Apoptosis or “programmed cell death” is a mechanism by which organisms limit the growth and replication of cells. Loss of apoptosis is one of the key mechanisms behind cancer. This animation reveals the faulty apoptotic pathways that tumor cells often have. To learn more about apoptosis and death receptor signaling, be sure to visit our signaling page.


There are many mutations that can contribute to cancer. Some mutations create more active genes, and others break genes, such as the Tumor Suppressor Gene displayed here. The disruption of the Tumor Supressor Gene expression causes the cancerous cell to divide when it should not. This nucleotide mutation has been observed in a specific type of triple negative breast cancer, presenting this area for further research.


Death receptors are cell surface receptors that transmit apoptotic signals initiated by specific ligands such as Fas ligand, TNF alpha and TRAIL. They play an important role in apoptosis and can activate a caspase cascade within seconds of ligand binding. Induction of apoptosis via this mechanism is therefore very rapid. Targeting death receptor signaling is a promising treatment option for many cancers.


This video shows how the microenvironment of a tumor can influence Hedgehog Signaling. The principal of the activation of Hedgehog Signaling also applies to activation through mutations in different components of this complex pathway. Activation of the Hedgehog pathway leads to an increase in Snail protein expression and a decrease in E-cadherin and Tight Junctions. Hedgehog signaling also appears to be a crucial regulator of angiogenesis and thus metastasis.

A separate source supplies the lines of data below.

PR #4465, opened 2019-02-20
 update to 4.0.10

helyho:

### DIFF
--- a/frameworks/Java/voovan/src/main/java/org/voovan/VoovanTFB.java
+++ b/frameworks/Java/voovan/src/main/java/org/voovan/VoovanTFB.java
@@ -11,40 +11,46 @@ import org.voovan.tools.TObject;
 import org.voovan.tools.json.JSON;
 import org.voovan.tools.log.Logger;
 
+import java.util.Map;
+
 
 public class VoovanTFB {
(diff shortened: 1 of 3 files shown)


frameworks/Java/voovan/src/main/java/org/voovan/VoovanTFB.java
```diff
@@ -11,40 +11,46 @@
...
-            public void process(HttpRequest req, HttpResponse resp) throws Exception {
-                resp.header().put("Content-Type", "application/json");
-                resp.write(JSON.toJSON(TObject.asMap("message", "Hello, World!")));
-            }
-        });
-
-        webServer.serve();
-    }
+	private static final byte[] HELLO_WORLD = "Hello, World!".getBytes();
+	private static final Map MAP = TObject.asMap("message", "Hello, World!");
```
zloster: @nbrady-techempower @helyho 
This change is not OK. The JSON object must be instantiated for each request. This is per test rules. More details for example here: #2888

nbrady-techempower: Whoops! Thanks @zloster!

helyho:
OK  got it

The JAK-STAT signaling pathway transmits information from chemical signals outside the cell, through the cell membrane, and into gene promoters on the DNA in the cell nucleus, which causes DNA transcription and activity in the cell. The JAK-STAT system is a major signaling alternative to the second messenger system. Disrupted or dysregulated JAK-STAT functionality (which is usually by inherited or acquired genetic defects) can result in immune deficiency syndromes and cancers.


The MAPK/ERK pathway (also known as the Ras-Raf-MEK-ERK pathway) is a chain of proteins in the cell that communicates a signal from a receptor on the surface of the cell to the DNA in the nucleus of the cell. Components of the MAPK/ERK pathway were discovered when they were found in cancer cells. Drugs that influence this signaling pathway are being investigated as cancer treatments.


Animation depicting the Notch intracellular signaling pathway, which is involved in many important developmental processes determining cell fate. The involvement of Notch signalling in many cancers has led to investigation of notch inhibitors (especially gamma-secretase inhibitors) as cancer treatments. As of 2013 at least 7 notch inhibitors were in clinical trials. MK-0752 has given promising results in an early clinical trial for breast cancer.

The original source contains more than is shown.